Characteristics of a sole proprietorship
The constitution of the sole proprietorship implies that the owner is subject to the rights and obligations that he has from his social patrimony, acquiring the faculty of legal personality. Let’s see more about how this type of company works:
Liability of a company with a sole proprietorship: in this case, the self-employed worker has limited liability, however, this does not happen in all cases. In some areas, he is classified as an entrepreneur with limited liability, a process by which, although he is liable with his personal assets for the debts acquired as a company within the professional activity, the self-employed person’s assets are protected with certain limitations. In short, we are talking about a partial limited liability.
Share capital: this will be formed by the sole partner. The capital will enable the company’s activities to be carried out and its own formalisation.

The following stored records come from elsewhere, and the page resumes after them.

PR #55, opened 2016-02-01
Database

LeanderK:
- added `DatabaseMaintainer`which performs cleanup-tasks
- fixed a bug which caused the records from the ExperimentPlatforms to never being deleted
- added the automatic Experiment-Calibration


src/main/java/edu/kit/ipd/crowdcontrol/objectservice/database/DatabaseMaintainer.java
```diff
@@ -0,0 +1,69 @@
...
+        this.create = create;
+        this.cleanUpInterval = cleanUpInterval;
+    }
+
+    /**
+     * starts the DatabaseMaintainer
+     */
+    public synchronized void start() {
+        if (schedule != null) {
+            schedule = scheduler.schedule(this::doCleanUp, cleanUpInterval, TimeUnit.HOURS);
```
simonkorz: this should be: scheduler.scheduleAtFixedRate(this::doCleanUp, 0, cleanUpInterval, TimeUnit.HOURS);

LeanderK: thats right! thanks!

src/main/java/edu/kit/ipd/crowdcontrol/objectservice/database/operations/AnswerRatingOperations.java
```diff
@@ -45,13 +56,31 @@ public AnswerRecord insertNewAnswer(AnswerRecord answerRecord) {
...
                         .insertInto(RATING)
                         .set(ratingRecord)
                         .returning()
                         .fetchOne()
         );
+        addToExperimentCalibration(ratingRecord.getWorkerId(), ratingRecord.getExperiment());
+        return result;
+    }
+
+    private void addToExperimentCalibration(int workerID, int experimentId) {
```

It will be the patrimony which is available to assume debts or obligations assumed in the company. This share capital can be made up of money or in the form of goods.
Partners: although it may be formed by a single partner, this does not imply that more people can join it. Thus, in the single-member company it is possible to access and form a General Meeting, in which different types of activities related to decision-making and the direction that the company will take at each step are designated.
Requirements: it is extremely important that the contracts made by the sole shareholder and his own company are presented in accordance with the legislation of the place where he is located. These must be included in the company’s book, which must be legalized.
Dissolution of the company: a company can be terminated for different reasons, in the case of the single-member company it can happen for legal or statutory reasons, taking into account the period of liquidation of the person who appears as a legal entity, the termination of the contract and the period. When this is done, the partner is the one who takes charge of the liquidation of the relations, distributes the social patrimony, but as it is a unipersonal society, these will be for himself.
Steps to create a sole proprietorship
There are two particular cases in which the sole proprietorship is formed, from the moment the partner becomes the owner of the company over the entire share capital. Thus, firstly, there can be a single partner directly at the time of incorporation and secondly, when, despite the fact that the company is incorporated and there are several partners present, only one person, a single partner, takes charge of all the capital some time later.
To start the process, the company must be registered with the Commercial Registry. You must also have the public deed to establish your company there and even make changes if desired, on the position of the sole partner, the personal declaration and the loss of the single-member status. Although a partnership agreement is not required, as there are no more than two parties participating in the company’s activity, it is founded as a unilateral act as it belongs to only one person.
Articles of Association: this document must include all the elements of the company, from its name or corporate name, to the share capital, the corporate purpose which will refer to the activities to be carried out there, the mode of operation, the members of the General Meeting, among other key aspects.
Advantages of a single-member company
This type of company stands out because it allows any person to consolidate their own company with personal assets, which grants management autonomy in all aspects related to the process, this, taking into account the limitation of its responsibility as a partner.
Another aspect that should be mentioned, has to do with the financial responsibility, since the transactions that are made will go to a single account, The owner’s account, so it allows him to directly manage all the income in this account, as well as to take care of the corresponding payments only by his own approval.
The decision making in the different areas, allows you to have a unique power. Therefore, if you want to know more about this type of company, how to incorporate it and what you should take into account based on your location and legislation, we recommend that you seek the advice of an expert to guide you through the process so that you do not have any inconveniences.